- [Your task]: For this exercise, restate word for word only the lines from the first line of the data to the line containing "PR #12, opened 2020-03-02".

BEGIN

PR #2082, opened 2024-05-18
Fix checking bypass on initialize

aromaa:
Fixed that checking bypass on handlers initialize would always return false. Not really sure if this is the best approach.

Also removed the `SessionManager#createSession` because it was making this a bit more complicated and its not really used.


wizjany:
Removing `createSession` is technically an API-break even though that shouldn't realistically be getting called from outside WG. Can we maybe just deprecate it for removal and have it return `get()` to maintain some semblance of just-in-case compatibility?

PR #8, opened 2020-02-22
Fixed the incorrect dimensions of the return array when bootstrapping.

dosssman:
- Changed observations back to obs
- When bootstrapping, there was a missing `returns=returns[:-1]` which was borking the script.
- Some cleanups


dosssman:
Let the experiments beginning ...

dosssman:
Wow that was fast haha

vwxyzjn:
:)

PR #12, opened 2020-03-02
This adds value loss clipping and Advantage normalization to ppo2_continuou_actions.

dosssman:
Greetings.

A little bit late, but this is an attempt to incorporate the value loss clipping and the advantage normalization as optimization triclks to the PPO for continuous action.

END

- [Output for this task]:
PR #2082, opened 2024-05-18
Fix checking bypass on initialize

aromaa:
Fixed that checking bypass on handlers initialize would always return false. Not really sure if this is the best approach.

Also removed the `SessionManager#createSession` because it was making this a bit more complicated and its not really used.


wizjany:
Removing `createSession` is technically an API-break even though that shouldn't realistically be getting called from outside WG. Can we maybe just deprecate it for removal and have it return `get()` to maintain some semblance of just-in-case compatibility?

PR #8, opened 2020-02-22
Fixed the incorrect dimensions of the return array when bootstrapping.

dosssman:
- Changed observations back to obs
- When bootstrapping, there was a missing `returns=returns[:-1]` which was borking the script.
- Some cleanups


dosssman:
Let the experiments beginning ...

dosssman:
Wow that was fast haha

vwxyzjn:
:)

PR #12, opened 2020-03-02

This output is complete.